The Verge tells us that as of this past Thursday, October 28,
Facebook Inc. is now going by the name of Meta Platforms Inc., or just Meta for
short. Meta is now the umbrella under which the social media website/app
services of Facebook, Instagram et cetera are now grouped under, along with
other divisions busy embodying the multinational tech giant’s new development
focus. As Mark Zuckerberg puts it in his announcement, the now-Meta is pushing
forward with new connective online technology, part of the groundwork needed to
get the proposed meta-verse experience off the ground.
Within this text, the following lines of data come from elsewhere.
PR #503, opened 2024-06-18
feat: add missing indexes to the oracle ddl script

iluwa:
## Add missing indexes to the oracle ddl script

Every example for other databases (Postgres, Mssql, Mysql) contains indexes on `execution_time` and `last_heartbeat` while for Oracle DB they are missing.

I also expanded `DbUtiils` method to allow splitting sql statements from an sql file. `jdbcRunner.execute(statement, NOOP)` can run only one statement at a time for Oracle Db.

PS: two tests for oracle db are failing on master, is that expected?

## Reminders
    - no need

---
cc @kagkarlsson


kagkarlsson (approved):
Looks good! Thank you for contributing!

PR #41, opened 2023-04-28
DOP-3567

caesarbell:
This handles the multi-index for `code.value` to return v6.0 branches and other newer branches.


seungpark (approved):
this LGTM

To add context, the search index has been updated on search db `search-staging.documents` to include the 'multi' analyzer option on `code.value` field and has been tested on stage. should also verify this update is on the prod db pre merge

“We are a company that builds
technology to connect,” says Zuckerberg. “Together, we can finally put people
at the center of our technology. And together, we can unlock a massively bigger
creator economy.” The discarding of Facebook as the entire company’s name
(relegating it solely to the social network) indicates that Meta has grown more
and beyond mere social media, and that hopefully people will see them more as a
“meta-verse” company, one of many moving to evolve the internet from mere
computer displays to augmented reality and virtual spacing. No massive
reorganization of the company follows the name-change, beyond Oculus rebranding
as Meta Quest.
The adoption of a new name for Facebook
Inc. might cynically also be seen as an attempt to navigate a series of
controversies leveled against the company. Scrutiny will continue to fall on
Facebook, but only as the network of the same name and not of Meta Inc., its
parent company. Comparisons have also been made to Google, which in 2015
rebranded and made the search engine division just one arm of a larger parent
company called Alphabet. The Meta refresh might also alleviate demographic
changes in the FB user base, considering there are even fewer teens and young
adults still using the networking platform.